Life is Strange

I’ve been listening to several Teaching Company musical biographical courses…The Life and Music of [fill in the blank].  Today on my walk and at other odd and sundry moments of the day I listened to two lectures from Great Masters: Stravinsky – His Life and Music.  One entire lecture was devoted to The Rite of Spring and its infamous premiere which caused a riot to break out.  It is considered one of the seminal moments in the history of modern music, but it was, all the same, A Scandal.

Professor Robert Greenberg, a wonderful and lively teacher, explained the asymmetrical rhythm patterns and then dubbed his voice on top of the Dance of the Adolescents with the numbers of the pulsing beat: 1-2-3-4-5-6-1-2 –1-2-3-4-5-6-7-8-1-2-3-4-5-1-2-1-2-3…

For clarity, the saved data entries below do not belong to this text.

PR #4391, opened 2017-03-09
feature: export the correct js file in npm

### LINKED ISSUE #3551: Make the distribution build the main NPM entry point
Currently [our readme](https://github.com/mapbox/mapbox-gl-js#using-mapbox-gl-js-with-browserify) suggests `require('mapbox-gl')` for Browserify-bundled projects and `require('mapbox-gl/dist/mapbox-gl.js')` for all the rest. 

But is there a real need to support building Mapbox GL JS from within a Browserify-bundled project? Would it be better overall to just change the main entry point in the `package.json` to `dist/mapbox-gl-dev.js` and make the workflow the same (`require('mapbox-gl')`) for all module systems?

This would also enable us to safely use a Yarn lockfile in the repo (#3364 ) for producing the same build and not worry about any downstream modules, and also move all `dependencies` into `devDependencies` for a lighter downstream install.

The only cons I can think of:

- Possible code duplication in downstream Browserify-bundled modules that also use some `mapbox-gl` dependencies like `geojson-vt` or `earcut`. Very rare and not a big deal.
- Not being able to require a specific branch/hash of `mapbox-gl` in a Browserify-bundled downstream module. Not a big deal as well.

Thoughts @jfirebaugh @lucaswoj @tmcw?

BernhardRode:
When installing mapbox-gl via npm and importing the library like:

import * as mapboxgl from 'mapbox-gl';

The npm resolver is looking for tha main attribute in package.json to further resolve the correct JavaScript file for import.

fixes #3551


lucaswoj:
Our docs suggest using `import mapboxgl from 'mapbox-gl/dist/mapbox-gl';` to import this module into Webpack.

That said, I’m leaning towards :+1: on this. It’d make `require(‘mapbox-gl’)` work in more cases. The only downside I can think of is if someone wants to `npm link` and see their changes instantly. That ought to be a pretty rare use case for GL JS since the monorepo. 

Any thoughts @jfirebaugh? 

@BernhardRode You'll need to fix the CI build & ensure npm publish still works.

jfirebaugh:
@mourner suggested this in #3551 and I'm in favor. Let's do it.

lucaswoj:
CI fix:

```diff
diff --git a/package.json b/package.json
index c5b97fc..88338ee 100644
--- a/package.json
+++ b/package.json
@@ -113,7 +113,7 @@
     "build": "npm run build-docs # invoked by publisher when publishing docs on the mb-pages branch",
     "start-docs": "npm run build-min && npm run build-docs && jekyll serve --watch",
     "lint": "eslint --ignore-path .gitignore src test bench docs/_posts/examples/*.html debug/*.html",
-    "lint-docs": "documentation lint",
+    "lint-docs": "documentation lint src/index.js",
     "open-changed-examples": "git diff --name-only mb-pages HEAD -- docs/_posts/examples/*.html | awk '{print \"http://127.0.0.1:4000/mapbox-gl-js/example/\" substr($0,33,length($0)-37)}' | xargs open",
     "test": "run-s lint test-unit test-flow",
     "test-suite": "run-s test-render test-query",
```

PR #4392, opened 2017-03-09
Add regression test for https://github.com/mapbox/mapbox-gl-native/issues/8303

jfirebaugh:
Passing on both js and native. 👌


jfirebaugh:
Let's discuss that separately. It's something we would want to document in the README and likely apply to other tests.

PR #4394, opened 2017-03-09
Restore ESLint checks

### LINKED ISSUE #4387: Restore ESLint check
While reviewing #4386, I suddenly realized that ESLint isn't checking our JS code since `js` folder was renamed to `src`, but the `lint` NPM script still references `js`. We should fix the command and any issues that may have slipped. @lucaswoj @mollymerp

mourner:
Closes #4387.


mourner:
Ah bummer.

It’s most bizarre sounding.  Further, Professor Greenberg reminded me of a word I barely knew: ostinati,  constantly repeated melodic patterns (in contrast to a melody which has a destination and gets to said destination).

Just a minute ago, I was skimming through my email and gave a quick glance at The Writer’s Almanac.  Oh my!

Literary and Historical Notes:

It was on this day in 1913 that The Rite of Spring premiered at the Théâtre des Champs–Élysées in Paris, a ballet with
choreography by Vaslav Nijinsky and music by Igor Stravinsky.

How strange it is that the day I learn about this event is the anniversary of the very day on which it was held!  With the time change between Oregon and Paris when I walking and listening is about the time the curtain would have gone up. 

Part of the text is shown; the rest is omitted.